David terdiam. Matanya bergerak tak tenang. "Dan lo salah satu anggotanya?" Khari menelisik informasi.

Namun tidak seperti dugaan kami, David menggeleng. "Bukan. Gue pernah masuk dan gue keluar. Gue gak suka cara kerja mereka. Jadi gue tahu cara kerja mereka di sana. Bahkan surat itu...."

Aku terkejut dengan perkataan David. Jadi... surat itu juga cara komunikasi mereka? Pantas saja David tahu.

"Tiap dari mereka mengambil code name sendiri dan menjadi penentu kedudukan mereka. Dan Ra sebagai yang tertinggi, code name Krisna. Mereka berempat... orang paling bermasalah di grup itu. Dan mungkin orang yang paling menjadikan para murid miskin sebagai ejekan. Lo tahu konco lu si Gingsul? Dia salah satu korban."

"Aldo?" tanyaku memastikan.

David mengangguk. "Yup. Tapi dia cuma salah satu dari banyak orang, Mon. Mereka berempat itu kejam banget."
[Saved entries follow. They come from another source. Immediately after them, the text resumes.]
PR #8809, opened 2025-12-11
Fix handle first replication task logic for state based replication

xwduan:
## What changed?
Fix handle first replication task logic for state based replication

## Why?
To prevent a potential lock scenario: run2 is run1's successor.
run1 is current run at passive, while run1's first replication task triggered the handleFirstReplicationTask code path and has  run2 as newRun. When create run2, it will try to get current lock again which caused the deadlock and task will go to DLQ.

## How did you test it?
- [x] built
- [x] added new unit test(s)

## Potential risks
n/a

### DIFF
--- a/service/history/ndc/workflow_state_replicator.go
+++ b/service/history/ndc/workflow_state_replicator.go
@@ -494,7 +494,7 @@ func (r *WorkflowStateReplicatorImpl) handleFirstReplicationTaskWithNewRun(
 	sourceClusterName string,
 ) (continueProcess bool, retErr error) {
 	if archetypeID != chasm.WorkflowArchetypeID {
-		return false, serviceerror.NewInvalidArgument("Non worklfow should not have new run")
+		return false, serviceerror.NewInvalidArgument("Non workflow should not have new run")
 	}
 	nsEntry, err := r.namespaceRegistry.GetNamespaceByID(namespace.ID(executionInfo.NamespaceId))
 	if err != nil {


service/history/ndc/workflow_state_replicator.go
yycptt: nit: can we call it xxxArtifact?

service/history/ndc/workflow_state_replicator.go
```diff
@@ -352,55 +338,84 @@ func (r *WorkflowStateReplicatorImpl) ReplicateVersionedTransition(
...
 
-	wfCtx, releaseFn, err := r.workflowCache.GetOrCreateChasmExecution(
+func (r *WorkflowStateReplicatorImpl) handleFirstReplicationTask(
+	ctx context.Context,
+	archetypeID chasm.ArchetypeID,
+	wfCtx historyi.WorkflowContext,
+	versionedTransition *replicationspb.VersionedTransitionArtifact,
+	sourceClusterName string,
+) (continueProcess bool, retErr error) {
+	mutation, snapshot, executionState, executionInfo, err := parseVersionedTransitionAttributes(versionedTransition)
```
yycptt, line 373: already parsed it before?

service/history/ndc/workflow_state_replicator.go
```diff
@@ -429,52 +444,193 @@ func (r *WorkflowStateReplicatorImpl) handleFirstReplicationTask(
...
+
 	defer func() {
 		r.deleteNewBranchWhenError(ctx, newBranchToken, retErr)
 	}()
-	if err != nil {
-		return err
-	}
 
 	if mutation != nil {
 		err = localMutableState.ApplyMutation(mutation.StateMutation)
```
yycptt, line 457: oh didn't know we have apply mutation when not ms not exist case.

service/history/ndc/workflow_state_replicator.go
```diff
@@ -429,52 +444,193 @@ func (r *WorkflowStateReplicatorImpl) handleFirstReplicationTask(
...
 	} else {
 		err = localMutableState.ApplySnapshot(snapshot.State)
```
yycptt, line 459: shall we reuse applySnapshotWhenWorkflowNotExist in this case?

service/history/ndc/workflow_state_replicator.go
```diff
@@ -429,52 +444,193 @@ func (r *WorkflowStateReplicatorImpl) handleFirstReplicationTask(
...
+	localMutableState := workflow.NewMutableState(
+		r.shardContext,
+		r.shardContext.GetEventsCache(),
+		r.logger,
+		nsEntry,
+		executionInfo.WorkflowId,
+		executionState.RunId,
+		timestamp.TimeValue(executionState.StartTime),
+	)
+	if archetypeID == chasm.WorkflowArchetypeID {
```
yycptt: let's return an error (softassert) if archetypeID is not workflow here.

service/history/ndc/workflow_state_replicator.go
xwduan: yeah, but passing those parameters around make the func parameter list too long. Those parse is very light weight, not really parsing, just extracting.

service/history/ndc/workflow_state_replicator.go
xwduan: applySnapshotWhenWorkflowNotExist has some complicated logic to handle event based replication. I think the logic is cleaner within this dedicated func.

service/history/ndc/workflow_state_replicator.go
yycptt: ah I see, cool.

service/history/ndc/workflow_state_replicator.go
```diff
@@ -430,52 +445,196 @@ func (r *WorkflowStateReplicatorImpl) handleFirstReplicationTask(
...
+	ctx context.Context,
+	archetypeID chasm.ArchetypeID,
+	wfCtx historyi.WorkflowContext,
+	executionInfo *persistencespb.WorkflowExecutionInfo,
+	executionState *persistencespb.WorkflowExecutionState,
+	versionedTransition *replicationspb.VersionedTransitionArtifact,
+	sourceClusterName string,
+) (continueProcess bool, retErr error) {
+	if archetypeID != chasm.WorkflowArchetypeID {
+		return false, serviceerror.NewInvalidArgument("Non worklfow should not have new run")
```
yycptt:
```suggestion
		return false, serviceerror.NewInvalidArgument("Non workflow should not have new run")
```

Mendengar perkataan David, aku jadi paham kenapa Aldo selalu jadi bahan olokan oleh Krisna. Dan kenapa Aldo dengan bodohnya tetap mengikuti Krisna. Akh, aku mulai kesal pada mayat itu. Hatiku sedikit bersyukur dengan apa yang dialaminya. Aku tahu ini terdengar kejam tapi kelakuannya memang... aku tak sanggup berkata.

"Empat orang dewa besar telah gugur."